🤖 AI Summary
In co-simulation of data center microgrids, battery models face a fundamental trade-off among accuracy, computational efficiency, and usability. Method: This study systematically integrates and evaluates four battery modeling paradigms—lossless linear, loss-inclusive linear, nonlinear empirical, and electrochemical physics-based models—within the Vessim simulation framework. Contribution/Results: We find that the loss-inclusive linear model, incorporating efficiency losses and power constraints, achieves high fidelity in short-term simulations (error <3%), approaching the accuracy of physics-based models while reducing computational overhead by one to two orders of magnitude. Unlike the lossless linear model—which suffers from low accuracy and no speedup—and the computationally intensive electrochemical model—which requires domain-specific expertise—the loss-inclusive linear model demands no electrochemical prior knowledge and enables rapid configuration. It thus provides a pragmatic, high-fidelity, efficient, and deployable compromise for data center energy system simulation.
📝 Abstract
As demand for computing resources continues to rise, the increasing cost of electricity and anticipated regulations on carbon emissions are prompting changes in data center power systems. Many providers are now operating compute nodes in microgrids, close to renewable power generators and energy storage, to maintain full control over the cost and origin of consumed electricity. Recently, new co-simulation testbeds have emerged that integrate domain-specific simulators to support research, development, and testing of such systems in a controlled environment. Yet, choosing an appropriate battery model for data center simulations remains challenging, as it requires balancing simulation speed, realism, and ease of configuration.
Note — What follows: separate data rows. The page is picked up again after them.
Issue #545, opened 2026-07-20
Runtime banner reads deprecated orchestrator.runtime field, prints 'None' on the task-driven default path


CiroGamboa:
## Context

Discovered while planning #536. `tolokaforge/cli/main.py:270` feeds the runtime banner from the **deprecated** operator-override field:

```python
_print_runtime_banner(
    console=console,
    runtime_choice=run_config.orchestrator.runtime,   # Literal[...] | None, default None
    source="cli-flag" if runtime is not None else "config",
)
```

Backend selection is task-driven (`Orchestrator._select_backend_from_tasks`, `orchestrator.py:644`); `orchestrator.runtime` defaults to `None` and is a deprecated, retiring override. On the default path (no `--runtime`, no `orchestrator.runtime` in the config) `runtime_choice` is `None`, so `_print_runtime_banner` (`main.py:53-77`) resolves `backend_class = {...}.get(None, None) = None` and `isolation_line = "unknown"`, printing:

```
Runtime backend: None (None, from config)
  → unknown
```

The banner does not name the backend the orchestrator actually resolves and runs (`SharedStackRuntimeBackend` / `PerTrialRuntimeBackend`).

## Why out of scope for #536

#536's acceptance criteria require the banner to behave **identically to today**; fixing it changes observable CLI output. #536's registry rewrite lives downstream of the banner in `Orchestrator._construct_runtime_backend`, so the banner is untouched by that work.

## Suggested fix

Print the banner from the orchestrator's resolved choice (`_resolve_effective_runtime_choice()` / the constructed backend's `type(...).__name__` + `isolation_mode`), with source ∈ {`cli-flag`, `config-override`, `task-driven`}. Requires resolving the backend before printing (or moving the banner into the orchestrator).

Priority: P3.

CiroGamboa:
Closing as obsolete. `_print_runtime_banner` (`tolokaforge/dx/cli/main.py:132`) now branches on `runtime_choice is None` and prints 'Runtime backend: auto (task-driven, resolved at orchestrator boot)' with the candidate-backend line — the 'Runtime backend: None (None, from config) → unknown' shape the ticket flags is no longer producible.

Issue #544, opened 2026-07-20
Adapter entry-point registry does silent last-wins on duplicate names


CiroGamboa:
## Context

Discovered while planning #536 (entry-point Protocol registries). ADR-0019 § Decision Drivers mandates fail-loud for the new plugin registries: *"A duplicate registration ... must surface loudly ... never silent last-wins, never a swallowed import (AGENTS.md Core Rule)."*

The pre-existing **adapter** registry does the opposite:

- `tolokaforge/adapters/__init__.py:50-58` — `_discover_adapters()` does `adapters[ep.name] = ep.load()` inside the loop. Two installed distributions declaring the same adapter name under `tolokaforge.adapters` silently overwrite (last-wins), no detection, no warning. AGENTS.md Core Rule 1 (surface failures explicitly) is violated for this collision case.
- The same method swallows import errors into `_FAILED_ADAPTERS` and only re-raises if that specific adapter is later requested via `get_adapter`. (This half is arguably intentional graceful-degradation for optional adapter plugins — the duplicate-name silent overwrite is the clear defect.)

## Why out of scope for #536

#536 introduces three *new* registries (`runtime_backends` / `trial_graders` / `conductors`) with the correct fail-loud policy. Harmonizing the adapter registry to match is a separate, compat-sensitive change to adapter discovery behavior and should not ride in #536's diff.

## Suggested fix

Detect duplicate names within the `tolokaforge.adapters` group at discovery and raise, naming both providing distributions — mirroring the duplicate-name policy #536 establishes for the new registries. Consider extracting a shared fail-loud discovery helper once #536 lands.

Priority: P3.

CiroGamboa:
Closed as resolved by #1002. Verified by the 2026-08-25 triage pass — adversarial critic confirmed the PR addresses the specific defect this issue names; evidence is in `~/.claude/notes/triage/2026-08-25-closure-candidates.md`. Reopen if the surface still misbehaves.

Issue #537, opened 2026-07-20
feat(runtime): top-level tolokaforge.run_trial(...) library entry point


CiroGamboa:
## Context

Milestone #13 exposes tolokaforge's runtime as an independently-usable component. The primary library-shaped surface is a top-level `tolokaforge.run_trial(...)` function that lets a downstream harness `import tolokaforge; tolokaforge.run_trial(...)` and get a single trial executed end-to-end, without pulling in the full `Orchestrator` machinery. Today, running one trial requires composing `Orchestrator`, a `RunConfig`, a `TaskConfig`, a runtime backend selection, and the artifact-writer wiring — the minimum wiring is documented but not exposed. This ticket introduces the library entry point per the ADR filed in sibling issue #535.

## Deliverables

- [ ] `tolokaforge.run_trial(...)` exported at the package top level (via the existing lazy-import mechanism in `tolokaforge/__init__.py`) with the signature locked by ADR #535.
- [ ] Function composes the minimum wiring — LLM client, tool executor, a runtime backend chosen via the entry-point registry (from sibling issue #536), a conductor, a grader — and returns the typed result the ADR specifies (a `Trajectory` + `Grade`, or a typed wrapper — locked by the ADR).
- [ ] Errors from any composed component surface with types the ADR names; no swallowed exceptions.
- [ ] Docstring on the function that a downstream harness can read as the reference (minimal-example call, argument meanings, return contract, error types).
- [ ] Behaviour-locking test: `tolokaforge.run_trial(...)` runs an end-to-end trial against the `InMemoryRuntimeBackend` (no Docker), returns a `Trajectory` + `Grade` matching what `Orchestrator` would produce for the same inputs.
- [ ] One executable example added under `examples/` (or the closest existing home) that a reader can copy-paste into a fresh Python file and run.

## Acceptance Criteria

- A fresh Python process with `pip install tolokaforge` can `import tolokaforge` and call `run_trial(...)` — no CLI, no config file, no orchestrator instance construction on the caller's side.
- The function is discoverable via `tolokaforge.run_trial` and included in `__all__`.
- Calling `run_trial(...)` with a `--runtime` name registered by an external plug-in (via #536) uses that plug-in — proves composition with the registry.
- Failure paths: unknown runtime name, missing task definition, invalid LLM config — each surfaces the ADR-specified error type with an actionable message.
- The existing `Orchestrator` code path is unchanged — `run_trial(...)` is additive.

## Design Decisions

[...]

Issue #305, opened 2026-07-14
[umbrella] Runtime independence v1 — expose runner as an independently-usable component


CiroGamboa:
## Context

Runner-independence work — expose the runtime component of `tolokaforge` as an independently-usable library so external harnesses (custom pipelines, third-party frameworks, agent labs) can `pip install tolokaforge`, bring their own docker image, plug in their own grader/tools, and drive the runner as an agent from outside the CLI. Design captured in [`docs/architecture/ROADMAP.md`](../blob/main/docs/architecture/ROADMAP.md) (Planned row: "Runner as an independently-usable component") and [`docs/architecture/RUNTIME_BACKENDS.md`](../blob/main/docs/architecture/RUNTIME_BACKENDS.md) § "Extending to new substrates" + § "Follow-up work". Related public discussion in #156 (`[design] Library-shaped composition`).

## Locked design decisions

- **Not** a multi-package split — "Same package, same wheel."
- Delivery via entry-point registry over the three Protocols (`RuntimeBackend`, `TrialGrader`, `Conductor`) — plus a slim runner Docker image + a `tolokaforge agent` CLI subprocess contract.
- Top-level `tolokaforge.run_trial(...)` entry point for library-shaped consumption.

## Sub-issue decomposition — deferred

Sub-issues will be filed via `/writing-development-tickets` when this milestone is actively started — the design is already stable, but converting it into 5-6 PR-sized sub-issues is best done at kickoff so each maps cleanly to a `/executing-development-tickets` invocation. Candidate scope from the design docs:

- Design ADR (may reuse #156).
- Expose `RuntimeBackend` / `TrialGrader` / `Conductor` as entry-point extension groups.
- `tolokaforge agent` CLI subprocess-contract mode.
- Slim runner Docker image (no full `tolokaforge.core` deps).
- Top-level `tolokaforge.run_trial(...)` entry point.
- Integration verification — external harness imports `tolokaforge` and drives a trial end-to-end.

## Not blocked by

The current `Multi-container runtime v1` milestone. Both tracks can run in parallel; a natural ordering is to close `Multi-container runtime v1` first (small, immediate) before tackling this (larger, more architectural).

## Constraints

- No AI attribution in commits or PR bodies.
- No internal repo/adapter names or plan-doc IDs in public content.
- One PR per sub-issue when filed.
- No release bumps as part of this milestone — the runner-independence surface is additive to what's already installed.

CiroGamboa:
[...]

PR #546, opened 2026-07-20
feat(runtime): entry-point Protocol registries — RuntimeBackend / TrialGrader / Conductor (#536)

### LINKED ISSUE #536: feat(runtime): expose RuntimeBackend / TrialGrader / Conductor as entry-point extension groups
## Context

Milestone #13 (runtime independence v1) makes the runner independently consumable — the first requirement is that external code can *discover and load* alternative implementations of the three core Protocols (`RuntimeBackend`, `TrialGrader`, `Conductor`) without editing tolokaforge. Today all three are constructor-injected into `Orchestrator` and selected by string-keyed factory dispatch in the CLI/orchestrator glue. Downstream harnesses that want to plug in their own backend, grader, or conductor have no in-tree extension point — they have to fork or monkey-patch. This ticket introduces `importlib.metadata` entry-point registries over the three Protocols, per the ADR filed in sibling issue #535.

## Deliverables

- [ ] Three extension groups declared under the names locked by the ADR (#535), discoverable via `importlib.metadata.entry_points(group=<name>)`.
- [ ] Registry loader per group with a documented duplicate-name policy and a load-error surface that fails loud (no silent fallback).
- [ ] Existing built-in implementations (`SharedStackRuntimeBackend`, `PerTrialRuntimeBackend`, `InMemoryRuntimeBackend`, `RunnerRPCTrialGrader`, `InProcessConductor`) registered under stable names in `pyproject.toml`'s own entry-point tables.
- [ ] Orchestrator / CLI factory dispatch reads from the registries — a name like `"per_trial"` or `"shared"` resolves through the entry-point lookup, not a hard-coded `if/elif`.
- [ ] Behaviour-locking tests: (a) each built-in loads by name; (b) an unknown name raises a specific, actionable error; (c) a duplicate-name collision behaves per the ADR (raise vs. last-wins is the ADR's call); (d) a test-only entry point registered in the test's `entry_points` becomes discoverable end-to-end.
- [ ] Documentation for each group: "how to register a plug-in" (short section in the relevant existing doc — `RUNTIME_BACKENDS.md` for backend, a new small section in an existing doc for grader/conductor). One documented example per group.

## Acceptance Criteria

- `tolokaforge run --runtime <name>` for every built-in name works identically to today's behaviour — full compatibility, zero user-visible change on the default path.
- A fresh Python process running `from importlib.metadata import entry_points; entry_points(group="<name>")` lists the built-ins.
- A downstream project can, in a fresh venv with only `pip install tolokaforge` plus its own package, register a new backend/grader/conductor and have the CLI find it — verified in an integration test that installs a test-fixture package into a scratch venv (or equivalent isolated mechanism).
- The `--runtime` banner shown at run start names the resolved implementation the same way it does today.
- No change to the `RuntimeBackend` / `TrialGrader` / `Conductor` Protocols themselves.

## Design Decisions

- **`importlib.metadata` entry points, not a homegrown registry.** Standard Python packaging idiom; downstream `pip install` "just works." Locked by ADR #535.
- **Fail loud on unknown names.** Consistent with AGENTS.md fail-fast posture. A typo in `--runtime` today prints a KeyError-adjacent message; the entry-point loader keeps that shape with a concrete list-of-known-names error.
- **Built-ins register through the same mechanism.** Avoids two code paths (built-in vs. plug-in) and forces the registry to be complete.

## Out of Scope

- The ADR itself — sibling issue #535.
- The library-shaped `run_trial(...)` entry point that composes these registries — sibling issue for that.
- The `tolokaforge agent` CLI subprocess mode — sibling issue for that.
- Any change to the Protocols' method signatures.

## Dependencies

Blocked by #535 (ADR must land first to lock group names + error contract).

CiroGamboa:
## Summary

- Three `importlib.metadata` entry-point groups (`tolokaforge.runtime_backends` / `tolokaforge.trial_graders` / `tolokaforge.conductors`) over the existing Protocols — external packages can register a backend/grader/conductor and have the orchestrator discover it via `pip install`, no in-tree edit.
- Fail-loud registry loader (`plugin_registry.py`): duplicate name → `DuplicateRegistrationError` naming both providing distributions at discovery; unknown name → `UnknownImplementationError` with an actionable known-names list; broken plug-in import → propagates at name-resolution time only (never breaks a healthy sibling).
- Six built-ins register through the same mechanism (`shared`/`per_trial`/`in_memory` backends, `runner_rpc` grader, `in_process`/`in_memory` conductors); `Orchestrator._construct_runtime_backend` + `_build_conductor` resolve through the registry; the hard-coded `if/elif` branch is gone.

## Design choices

- **Entry point → factory callable, not raw class.** Backend constructors are divergent (`SharedStackRuntimeBackend` takes 6 args, `PerTrialRuntimeBackend` takes 2, `InMemoryRuntimeBackend` takes 2). A raw-class entry point would keep the `if/elif` we're removing, and a uniform `from_context` classmethod on every impl would change construction conventions on the Protocol impls (out of scope). Factory-callable mirrors the existing `ConductorFactory` idiom and honours ADR-0019 Surface 1's intent (name → impl, discoverable, fail-loud, one mechanism for built-ins and plug-ins).
- **Factories co-located with impls; endpoint helpers pushed down into `shared_stack_runtime.py`.** Boundary invariant (grep-enforced): none of the five impl modules (`shared_stack_runtime`, `per_trial_runtime`, `runtime`, `trial_grader`, `conductor`) may import `orchestrator`. That keeps a built-in's `.load()` from dragging the orchestration engine in — the runner stays independently consumable, which is the whole point of milestone #13.
- **`OrchestratorConfig.runtime` widened `Literal["shared","per_trial"] | None` → `str | None`.** Any registered name (built-in or plug-in) validates; the `docker` legacy alias is preserved via `_accept_legacy_docker_alias` with its DeprecationWarning; every previously-valid config still loads identically. `--runtime` CLI relaxed from `click.Choice(["shared","per_trial"])` to free-form `str` for the same reason.
- **`config validate` keeps an early actionable name check.** Widening `Literal → str` at the model layer means `RunConfig(**raw)` no longer rejects a typo'd runtime name, so `_validate_orchestrator` now calls `available_runtime_backends()` against the raw dict — coerces `"docker" → "shared"` locally (mirroring the model validator, since the raw dict never sees the model-layer coercion) before the membership test. `runtime: docker` still passes `config validate`.
- **Discovery is lazy per group.** `_discover` builds a `name → EntryPoint` map from `entry_points(group=…)` and caches it; `.load()` is deferred to `_load(group, name)`, invoked only when a specific name is requested. A broken third-party plug-in's import error only propagates when its own name is requested — a broken plug-in never breaks `--runtime shared`.

## Concepts introduced

**Three entry-point group namespaces** (`tolokaforge.runtime_backends`, `tolokaforge.trial_graders`, `tolokaforge.conductors`) — the discoverable extension surface plug-in authors register into. **Fail-loud registry loader** (`plugin_registry.py`) — a shared `_discover` / `_load` pipeline with `RegistryError` / `UnknownImplementationError` / `DuplicateRegistrationError` as the named error surface (`UnknownImplementationError` is what #537 will reference as "the Surface 1 registry error"). **Per-group seam contexts** — `RuntimeBackendBuildContext` (runner_address, env_manifest, run_id, seeds, log_capture) and `TrialGraderContext` (runtime_backend, logger), both `@dataclass(frozen=True)`; the conductor reuses the existing `ConductorContext`. **Factory type aliases** — `RuntimeBackendFactory` / `TrialGraderFactory` / `ConductorFactory` (reused), all `Callable[[Ctx], Impl]`. **Boundary invariant** — no impl module may import `orchestrator`; reviewer-enforced by grep (currently clean).

## Plan

Executed in four stages, one commit each, targeting `feat/runtime-independence-v1`:

**Stage 1** — `7d3175e` — new `tolokaforge/core/plugin_registry.py`: fail-loud loader (`load_*` + `available_*` + exceptions + `_discover`/`_load` split); seam contexts + factory aliases. Unit tests (9) lock the four ADR-mandated failure shapes: (a) unknown-name lists every known name; (b) duplicate-name names both distributions and re-raises on every lookup; (c) broken import propagates; (d) broken sibling doesn't break a healthy name.

**Stage 2** — `234fe04` — declared the three `[project.entry-points."<group>"]` tables in `pyproject.toml`; added six module-level factory functions co-located with their impls (targets like `shared_stack_runtime:shared_runtime_backend_factory`); relocated the three `self`-free endpoint helpers (`_build_env_endpoints`, `_normalise_runner_url`, `_DEFAULT_DB_SERVICE_URL`) from `orchestrator.py` → `shared_stack_runtime.py` so the `shared` factory can build byte-identical `EnvEndpoints` without an upward import; orchestrator's call sites lazy-import from the new home. Canonical test (8) locks the six built-in resolutions and the `available_*` lists.

**Stage 3** — `3253c44` — `Orchestrator._construct_runtime_backend` + `_build_conductor` rewired through the registry (`if/elif` deleted, dispatch identical for built-ins); `OrchestratorConfig.runtime` widened `Literal → str` with `_accept_legacy_docker_alias` retained (shared `LEGACY_DOCKER_RUNTIME_ALIAS` / `DOCKER_RUNTIME_ALIAS_TARGET` constants); `_validate_orchestrator` gains a runtime branch (`docker → shared` local coercion, then registry membership check, actionable error listing known names); CLI `--runtime` relaxed to free-form `str` with help text updated. Docs rewritten: `RUNTIME_BACKENDS.md` § "Extending to new substrates" replaces the now-false "extend the `orchestrator.runtime` selector" bullet with the entry-point registration story; new § "Plug-in extension points" with a worked factory + `pyproject.toml` example per group; `CONFIG.md` updated for the widened field; `CHANGELOG.md` `Unreleased`/`Feat` entry, no version bump (#305 constraint). Unit tests updated to patch loaders at the orchestrator-module binding (kept unit-tier, decoupled from installed metadata); `test_invalid_runtime` rewritten; `test_docker_alias_validates` added. Full unit+canonical lane green (3188 tests).

**Stage 4** — `66d089b` — fixture package `tests/fixtures/tolokaforge_plugin_fixture/` (not a uv workspace member, own `pyproject.toml`, single-entry `[project.entry-points."tolokaforge.runtime_backends"]`); integration test at `tests/integration/test_plugin_discovery.py` installs the fixture via `uv pip install --target <tmp>` and runs two fresh subprocesses — positive case (fixture on PYTHONPATH → `fixture_backend` discoverable + loadable) and negative case (fixture absent → `UnknownImplementationError`). Locks the "downstream `pip install` becomes discoverable end-to-end" acceptance criterion.

**Corrective commit** — `b66c31a` — reviewer round-1 blockers + minors: stripped two comment-attribution parentheticals from `plugin_registry.py` (§7a violations — future-issue reference and AGENTS.md citation at the callsite); added `cast(<Factory>, _load(...))` to the three loaders (`typing.cast`, runtime no-op, resolves latent `object → Factory` type-fit gap); rewrote `RUNTIME_BACKENDS.md` § Plug-in extension points prose to correctly say the conductor context comes from `tolokaforge.core.conductor` (matches the worked example). Two files, +7/-8.

## Discovered issues

- Filed:
  - **#544** — adapter entry-point registry (`tolokaforge/adapters/__init__.py:50-58`) does silent last-wins on duplicate names and swallows import errors, contradicting the fail-loud policy this ticket establishes for the new registries. Suggests extracting a shared fail-loud discovery helper once #536 lands. P3.
  - **#545** — runtime banner (`main.py:270`) reads the deprecated `orchestrator.runtime` field and prints `None` on the task-driven default path instead of the resolved backend. P3.
- Fixed in this PR: none.
- Optional follow-up (out of scope): `docs/PYTHON_PACKAGE.md:108` still says "Docker is the only supported runtime; install the `docker` extra" — pre-existing phrasing, uses "runtime" in the Docker-dependency sense (not the `orchestrator.runtime` selector), so not strictly false, but reads slightly odd next to this PR's new "any registered backend name" framing. Left untouched to avoid scope creep.

## Test plan

- **Unit** (should pass on every PR): `uv run pytest tests/unit/test_plugin_registry.py tests/unit/test_backend_selection.py tests/unit/test_conductor.py tests/unit/test_config_validator.py tests/unit/test_orchestrator_logic.py tests/unit/test_run_display_wiring.py -m unit`.
- **Canonical** (should pass on every PR — requires `uv sync` so installed entry points register): `uv run pytest tests/canonical/test_builtin_plugin_registrations.py -m canonical`.
- **Integration** (nightly / gate — shells out to `uv pip install --target`): `scripts/with_env.sh uv run pytest tests/integration/test_plugin_discovery.py -m integration`.
- **Boundary guard** (should be green on `main` after merge): `rg -n "import.*orchestrator|from tolokaforge.core.orchestrator" tolokaforge/core/shared_stack_runtime.py tolokaforge/core/per_trial_runtime.py tolokaforge/core/runtime.py tolokaforge/core/trial_grader.py tolokaforge/core/conductor.py` returns nothing.
- **Compatibility spot check**: `tolokaforge run --runtime shared`, `--runtime per_trial`, `orchestrator.runtime: docker` in a run-config YAML — all behave identically to pre-merge (with `docker` still emitting a `DeprecationWarning`).
- **Plug-in discovery spot check**: from a fresh venv, `pip install tolokaforge` + the Stage-4 fixture package, then `python -c "from tolokaforge.core.plugin_registry import load_runtime_backend; print(load_runtime_backend('fixture_backend'))"` — should resolve to the fixture factory.
- **Sharded review verdict:**
  - `reviewer-correctness` — APPROVE (1 non-gating tier-consistency 🟡 on 3 config-validator tests staying in the unit tier while reading installed metadata — deferred, `uv sync` precondition documented).
  - `reviewer-hygiene` — APPROVE (round-1 comment-hygiene Blockers resolved in `b66c31a`; round-1 doc-inconsistency 🟡 resolved in same commit).
  - `reviewer-type-fit` — APPROVE (round-1 loader return-type 🟡 resolved by `cast`; round-1 ⚪ plug-in-import ergonomics carries forward as deferred, not gating).

Closes #536


CiroGamboa:
`hygiene-review` (Claude Code Action) failed as pre-existing infrastructure noise — the action returned `is_error: true` after 354ms with `num_turns: 1`, never actually running the review. PR #531 (last main-merged) has the same failure. Real CI (`lint`, `test-smoke`) both PASS. Merging per /implement-milestone Failure-modes table (upstream-broken lane, not milestone-blocking). Our own sharded-reviewer round confirmed APPROVE across correctness/hygiene/type-fit.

In this paper, we implement four different battery models for data center scenarios within the co-simulation framework Vessim and analyze their behavior. The results show that linear models, which consider inefficiencies and power limits, closely match the behavior of complex physics-based models in short-term experiments while offering faster execution, and not requiring knowledge on electrochemical reactions and circuit-level dynamics. In contrast, simple, lossless models fail to accurately represent complex behavior and provide no further runtime advantage.